Goal of the exercise:
Your task is to repeat the entries exactly from their first line through the line with "daqiri_common and the", and to stop there.

Data entries:
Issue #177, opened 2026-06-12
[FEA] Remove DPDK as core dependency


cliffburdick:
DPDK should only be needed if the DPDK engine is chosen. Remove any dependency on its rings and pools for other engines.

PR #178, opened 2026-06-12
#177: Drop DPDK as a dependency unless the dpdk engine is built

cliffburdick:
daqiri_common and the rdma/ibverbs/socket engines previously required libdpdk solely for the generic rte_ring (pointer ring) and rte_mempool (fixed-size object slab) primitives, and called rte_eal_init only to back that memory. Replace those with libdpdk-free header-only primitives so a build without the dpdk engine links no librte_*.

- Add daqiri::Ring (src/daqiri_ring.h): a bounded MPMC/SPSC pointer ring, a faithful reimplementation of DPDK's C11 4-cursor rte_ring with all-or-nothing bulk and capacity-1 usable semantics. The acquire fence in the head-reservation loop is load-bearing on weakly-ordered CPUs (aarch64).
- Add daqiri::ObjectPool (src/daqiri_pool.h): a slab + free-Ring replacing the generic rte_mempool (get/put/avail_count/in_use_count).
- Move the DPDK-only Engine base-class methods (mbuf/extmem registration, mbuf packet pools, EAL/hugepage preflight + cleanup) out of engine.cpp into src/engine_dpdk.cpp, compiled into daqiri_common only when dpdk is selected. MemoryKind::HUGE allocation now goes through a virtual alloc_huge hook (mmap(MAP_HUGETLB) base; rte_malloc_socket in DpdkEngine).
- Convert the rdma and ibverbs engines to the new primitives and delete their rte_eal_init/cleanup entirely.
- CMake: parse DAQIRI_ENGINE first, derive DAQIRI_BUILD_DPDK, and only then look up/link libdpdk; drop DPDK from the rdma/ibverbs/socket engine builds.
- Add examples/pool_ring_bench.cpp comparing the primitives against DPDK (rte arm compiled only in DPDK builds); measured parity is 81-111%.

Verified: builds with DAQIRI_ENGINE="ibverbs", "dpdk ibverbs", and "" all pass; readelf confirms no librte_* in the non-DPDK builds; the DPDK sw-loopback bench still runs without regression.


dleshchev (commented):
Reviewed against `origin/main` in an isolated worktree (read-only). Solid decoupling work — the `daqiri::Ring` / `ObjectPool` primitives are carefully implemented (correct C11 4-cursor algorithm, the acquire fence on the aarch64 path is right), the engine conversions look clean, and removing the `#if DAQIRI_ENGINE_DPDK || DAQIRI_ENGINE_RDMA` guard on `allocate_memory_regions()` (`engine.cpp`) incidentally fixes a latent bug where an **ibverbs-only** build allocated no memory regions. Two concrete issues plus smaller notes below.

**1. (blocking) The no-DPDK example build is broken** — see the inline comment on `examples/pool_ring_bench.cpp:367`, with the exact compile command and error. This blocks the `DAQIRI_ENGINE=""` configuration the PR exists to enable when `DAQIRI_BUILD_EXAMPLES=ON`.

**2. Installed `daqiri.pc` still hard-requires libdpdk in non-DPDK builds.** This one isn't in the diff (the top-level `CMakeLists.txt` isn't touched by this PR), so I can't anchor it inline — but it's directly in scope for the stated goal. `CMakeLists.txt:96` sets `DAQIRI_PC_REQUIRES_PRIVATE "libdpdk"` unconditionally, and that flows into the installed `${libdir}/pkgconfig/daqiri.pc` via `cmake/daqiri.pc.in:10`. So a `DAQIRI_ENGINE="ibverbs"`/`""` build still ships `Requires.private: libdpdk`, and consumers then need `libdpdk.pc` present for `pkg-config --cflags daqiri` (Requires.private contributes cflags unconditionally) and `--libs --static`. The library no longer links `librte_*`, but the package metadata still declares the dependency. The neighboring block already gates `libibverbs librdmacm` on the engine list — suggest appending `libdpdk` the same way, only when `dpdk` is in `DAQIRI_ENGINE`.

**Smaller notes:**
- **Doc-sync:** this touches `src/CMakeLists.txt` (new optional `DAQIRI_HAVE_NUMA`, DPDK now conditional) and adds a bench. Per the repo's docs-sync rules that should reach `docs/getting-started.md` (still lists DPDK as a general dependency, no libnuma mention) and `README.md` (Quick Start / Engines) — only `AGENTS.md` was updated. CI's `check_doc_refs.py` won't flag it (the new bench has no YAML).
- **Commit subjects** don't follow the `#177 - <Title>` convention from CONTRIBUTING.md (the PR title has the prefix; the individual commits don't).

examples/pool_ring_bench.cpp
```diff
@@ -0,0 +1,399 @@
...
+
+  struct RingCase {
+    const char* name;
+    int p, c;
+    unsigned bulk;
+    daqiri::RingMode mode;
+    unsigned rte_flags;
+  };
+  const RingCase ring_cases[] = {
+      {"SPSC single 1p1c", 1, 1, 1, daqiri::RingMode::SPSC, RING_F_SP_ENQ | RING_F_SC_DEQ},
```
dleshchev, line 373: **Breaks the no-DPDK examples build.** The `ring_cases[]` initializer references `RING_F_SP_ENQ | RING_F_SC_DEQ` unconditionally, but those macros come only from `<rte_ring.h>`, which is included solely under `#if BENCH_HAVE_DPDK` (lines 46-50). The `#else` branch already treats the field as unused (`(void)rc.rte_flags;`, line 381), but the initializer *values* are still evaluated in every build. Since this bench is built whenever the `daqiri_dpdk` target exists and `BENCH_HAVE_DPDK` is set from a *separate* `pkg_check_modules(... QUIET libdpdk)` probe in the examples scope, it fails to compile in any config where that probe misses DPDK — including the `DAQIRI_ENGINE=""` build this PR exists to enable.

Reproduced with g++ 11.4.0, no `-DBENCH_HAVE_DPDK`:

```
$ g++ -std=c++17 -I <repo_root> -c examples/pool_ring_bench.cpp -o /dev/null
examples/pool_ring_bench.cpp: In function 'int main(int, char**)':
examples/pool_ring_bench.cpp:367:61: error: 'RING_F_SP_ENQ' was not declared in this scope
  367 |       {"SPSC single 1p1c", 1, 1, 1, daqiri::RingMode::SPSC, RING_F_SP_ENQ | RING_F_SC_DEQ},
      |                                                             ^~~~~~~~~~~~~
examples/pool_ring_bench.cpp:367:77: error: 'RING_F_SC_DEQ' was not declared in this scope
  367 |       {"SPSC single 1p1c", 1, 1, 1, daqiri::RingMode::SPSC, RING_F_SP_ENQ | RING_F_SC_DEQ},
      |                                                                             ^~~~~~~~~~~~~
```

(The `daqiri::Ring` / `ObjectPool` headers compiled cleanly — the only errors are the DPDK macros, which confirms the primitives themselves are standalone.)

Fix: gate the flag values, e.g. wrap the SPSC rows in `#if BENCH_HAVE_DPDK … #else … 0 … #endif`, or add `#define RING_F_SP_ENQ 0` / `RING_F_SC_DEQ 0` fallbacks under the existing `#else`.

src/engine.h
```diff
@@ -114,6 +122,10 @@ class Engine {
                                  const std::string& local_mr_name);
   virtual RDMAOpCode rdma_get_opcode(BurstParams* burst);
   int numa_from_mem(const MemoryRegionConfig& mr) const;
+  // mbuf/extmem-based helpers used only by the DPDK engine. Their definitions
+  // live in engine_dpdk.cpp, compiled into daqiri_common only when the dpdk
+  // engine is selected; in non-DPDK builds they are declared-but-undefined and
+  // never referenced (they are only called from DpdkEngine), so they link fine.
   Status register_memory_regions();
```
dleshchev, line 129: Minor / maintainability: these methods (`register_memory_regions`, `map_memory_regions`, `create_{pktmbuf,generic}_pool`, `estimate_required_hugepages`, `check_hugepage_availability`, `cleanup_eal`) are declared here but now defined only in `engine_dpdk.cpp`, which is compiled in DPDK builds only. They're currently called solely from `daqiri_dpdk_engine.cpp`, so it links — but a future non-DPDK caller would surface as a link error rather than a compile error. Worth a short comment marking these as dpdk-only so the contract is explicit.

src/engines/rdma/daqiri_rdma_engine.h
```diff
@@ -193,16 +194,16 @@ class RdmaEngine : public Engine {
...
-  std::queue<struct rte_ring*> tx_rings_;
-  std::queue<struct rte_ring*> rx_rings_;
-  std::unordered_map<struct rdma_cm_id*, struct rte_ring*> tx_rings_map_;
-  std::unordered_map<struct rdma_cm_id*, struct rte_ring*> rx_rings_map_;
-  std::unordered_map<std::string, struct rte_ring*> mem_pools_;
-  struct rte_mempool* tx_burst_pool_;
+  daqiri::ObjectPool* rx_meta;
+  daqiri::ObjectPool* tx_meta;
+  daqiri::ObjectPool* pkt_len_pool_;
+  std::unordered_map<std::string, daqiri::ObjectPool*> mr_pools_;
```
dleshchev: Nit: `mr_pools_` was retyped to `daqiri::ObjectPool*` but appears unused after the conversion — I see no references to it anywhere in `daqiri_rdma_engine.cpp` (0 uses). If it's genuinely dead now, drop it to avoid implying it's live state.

Answer to the exercise:
Issue #177, opened 2026-06-12
[FEA] Remove DPDK as core dependency


cliffburdick:
DPDK should only be needed if the DPDK engine is chosen. Remove any dependency on its rings and pools for other engines.

PR #178, opened 2026-06-12
#177: Drop DPDK as a dependency unless the dpdk engine is built

cliffburdick:
daqiri_common and the rdma/ibverbs/socket engines previously required libdpdk solely for the generic rte_ring (pointer ring) and rte_mempool (fixed-size object slab) primitives, and called rte_eal_init only to back that memory. Replace those with libdpdk-free header-only primitives so a build without the dpdk engine links no librte_*.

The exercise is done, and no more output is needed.